Рассуждая о правильном дыхании, снова сворачивает на славословие Богу:

"Все-таки попробуй, если тебя разбирает злость, мысленно снять шляпу перед Богом за великолепную сложность человеческого организма. Разве трудно отдать дружеский благодарственный поклон такому несравненному Художнику? Неужели не подмывает обнажить голову перед Тем, Чьи пути могут быть и неисповедимы, и совершенно понятны – смотря как Он пожелает?
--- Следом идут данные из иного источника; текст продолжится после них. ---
PR #4167, opened 2019-07-26
[bugfix] Do not trigger Garden error when asking for container property.

aledeganopix4d:
When querying Garden for a property that does not exist, Garden
logs an error message. This error message pollutes the Worker
logs as it doesn't really indicate that something wrong has
been going on.

By querying all properties and checking if the interested one
is among them we obtain the same result while avoiding Garden
to log an error.

### DIFF
--- a/atc/resource/run_script.go
+++ b/atc/resource/run_script.go
@@ -52,9 +52,10 @@ func (resource *resource) runScript(
 	}
 
 	if recoverable {
-		result, err := resource.container.Property(resourceResultPropertyName)
-		if err == nil {
-			return json.Unmarshal([]byte(result), &output)
+		result, _ := resource.container.Properties()
+		code := result[resourceResultPropertyName]
+		if code != "" {
+			return json.Unmarshal([]byte(code), &output)
 		}
 	}
 
--- a/atc/worker/client.go
+++ b/atc/worker/client.go
@@ -161,16 +161,18 @@ func (client *client) RunTaskStep(
 	}
 
 	// container already exited
-	exitStatusProp, err := container.Property(taskExitStatusPropertyName)
-	if err == nil {
-		logger.Info("already-exited", lager.Data{"status": exitStatusProp})
+	exitStatusProp, _ := container.Properties()
+	code := exitStatusProp[taskExitStatusPropertyName]
+	if code != "" {
+		logger.Info("already-exited", lager.Data{"status": taskExitStatusPropertyName})
 
-		status, err := strconv.Atoi(exitStatusProp)
+		status, err := strconv.Atoi(code)
 		if err != nil {
 			return TaskResult{-1, []VolumeMount{}, err}
 		}
 
 		return TaskResult{Status: status, VolumeMounts: container.VolumeMounts(), Err: nil}
+
 	}
 
 	processIO := garden.ProcessIO{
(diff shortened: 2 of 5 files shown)


ddadlani:
Hmm, I re-triggered the unit test suite but looks like it's consistently failing:
```
	 -------------------------------------------------------------------
	|                                                                   |
	|  Ginkgo timed out waiting for all parallel nodes to report back!  |
	|                                                                   |
	 -------------------------------------------------------------------

 exec timed out. path: ./atc/exec

Ginkgo ran 24 suites in 7m36.277437208s
Test Suite Failed
```
Could you look into that?

aledeganopix4d:
> Hmm, I re-triggered the unit test suite but looks like it's consistently failing:
> 
> ```
> 	 -------------------------------------------------------------------
> 	|                                                                   |
> 	|  Ginkgo timed out waiting for all parallel nodes to report back!  |
> 	|                                                                   |
> 	 -------------------------------------------------------------------
> 
>  exec timed out. path: ./atc/exec
> 
> Ginkgo ran 24 suites in 7m36.277437208s
> Test Suite Failed
> ```
> 
> Could you look into that?

Thanks for checking it.
I've indeed payed more attention to the tests which needed updating.
They now complete successfully on my machine. Unfortunately seems there's an issue with the CI...

aledeganopix4d:
@ddadlani I've rebased this PR on top of #4109 and fixed (I hope) all the tests.

ddadlani:
Would be nice if we could have garden simply not log the error, and instead send back the `found` boolean that the guardian property manager emits. 

But that would require a bunch of changes to both garden and guardian, so this is fine. I fixed a small conflict, will merge as soon as the tests pass 👍

atc/resource/run_script.go
```diff
@@ -52,9 +52,11 @@ func (resource *resource) runScript(
 	}
 
 	if recoverable {
-		result, err := resource.container.Property(resourceResultPropertyName)
-		if err == nil {
-			return json.Unmarshal([]byte(result), &output)
+		result, _ := resource.container.Properties()
+		for prop, code := range result {
```
xtreme-sameer-vohra: Hey @aledeganopix4d 
Does it make sense to use a key lookup rather than iterating over the map ?

atc/worker/client.go
```diff
@@ -161,16 +161,18 @@ func (client *client) RunTaskStep(
 	}
 
 	// container already exited
-	exitStatusProp, err := container.Property(taskExitStatusPropertyName)
-	if err == nil {
-		logger.Info("already-exited", lager.Data{"status": exitStatusProp})
+	exitStatusProp, _ := container.Properties()
+	for prop, code := range exitStatusProp {
```
xtreme-sameer-vohra: Hey @aledeganopix4d
Similarly, does it make sense to use a key lookup rather than iterating over the map here as well?

aledeganopix4d: Yes! Of course! :man_facepalming: 
Thanks!

aledeganopix4d:
> @aledeganopix4d looks good to me, but what is `task_queue.png` for? It looks like a screenshot of your Concourse?
> 
> I also re-triggered the tests, seems like they failed one more time.

ooooops :laughing:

О Господи, ну и Бог же у нас!.. От этого приема с одной ноздрей можно запросто в одну минуту отказаться, как только научишься полностью и до конца доверяться Богу в том, что касается дыхания, слуха и других функций организма; однако мы всего лишь люди, и по части такого доверия в обычных, не отчаянных обстоятельствах у нас слабовато. Это свое прискорбное неумение безоглядно полагаться на Бога нам приходится возмещать собственными сомнительными измышлениями, только они вовсе и не наши, эти измышления, – вот что забавно; эти сомнительные измышления тоже – Его! Таково мое личное просвещенное мнение, но оно взято совсем не с потолка".